16143
Regionally Specific Resting-State Alpha Oscillatory Abnormalities Predict Clinical Impairment in Autism Spectrum Disorders

Thursday, May 15, 2014
Atrium Ballroom (Marriott Marquis Atlanta)
J. C. Edgar1, Y. Chen1, J. Herrington2, V. Y. Chow1, L. Bloy1, J. Pandey3, R. T. Schultz3 and T. P. Roberts1, (1)Children's Hospital of Philadelphia, Philadelphia, PA, (2)Department of Child and Adolescent Psychiatry and Behavioral Science, The University of Pennsylvania, Philadelphia, PA, (3)Center for Autism Research, The Children's Hospital of Philadelphia, Philadelphia, PA
Background: A disruption in the excitatory/inhibitory balance of neural activity is increasingly thought to characterize autism spectrum disorders (ASD). Despite cellular and molecular evidence (Rubenstein and Merzenich 2003), very few studies to date have investigated an excitatory/inhibitory imbalance in ASD at a macroscopic cortical circuit scale. This putative imbalance can be assessed noninvasively during a resting-state (RS) exam via patterns of neural oscillations, as oscillatory activity reflects the synchronous firing of large populations of neurons mediated by excitatory/inhibitory interactions. In a previous study, our laboratory observed increased parietal-occipital RS alpha activity in non-medicated children with ASD, with increased alpha power associated with higher scores on the Social Responsiveness Scale (Cornew et al. 2012).

Objectives: The present studies sought to replicate and extend our previous findings, examining a new and larger sample of ASD and typically developing children (TDC). In addition, rather than obtaining lobar measures of alpha activity, estimates of RS alpha activity were obtained throughout the brain.

Methods: RS whole-head magnetoencephalography (MEG) was obtained from forty-seven male TDC and forty-one male ASD participants. RS activity was analyzed using a lead-field-based source localization method, Vector-based Spatio-temporal Analysis using L1-minimum norm (VESTAL). Group differences in alpha power and alpha peak frequency were examined. Given a well-documented association between alpha peak frequency and age, hierarchical regressions examined associations between alpha peak frequency and age.

Results: The ASD group had more alpha activity than the TDC group in regions bordering the Central Sulcus as well as parietal association cortices (p < 0.05). In ASD, stronger left Central Sulcus alpha power was associated with higher Social Responsiveness Scale scores (p < 0.05). In both groups the strongest alpha activity was observed in regions bordering both sides of the Calcarine Sulcus. In the Calcarine Sulcus, only the TDC group showed the expected association between age and alpha peak frequency (p < 0.05).

Conclusions: The observation of increased RS alpha activity in primary motor and somatosensory areas in the present study suggests that the ASD brain is potentially underprepared for sensory input.
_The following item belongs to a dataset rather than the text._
PR #8072, opened 2024-09-19
feat(eslint-plugin-query): add rule to ensure property order of infinite query functions

schiller-manuel:


docs/eslint/infinite-query-property-order.md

Given the modulating influence of the thalamus on RS alpha activity, findings suggest the possibility that thalamic abnormalities are primary to RS alpha abnormalities in ASD. MEG + DTI studies examining associations between the Central Sulcus and Calcarine Sulcus alpha rhythms and lateral geniculate nucleus and ventral posterior nucleus thalamocortical pathways are of interest.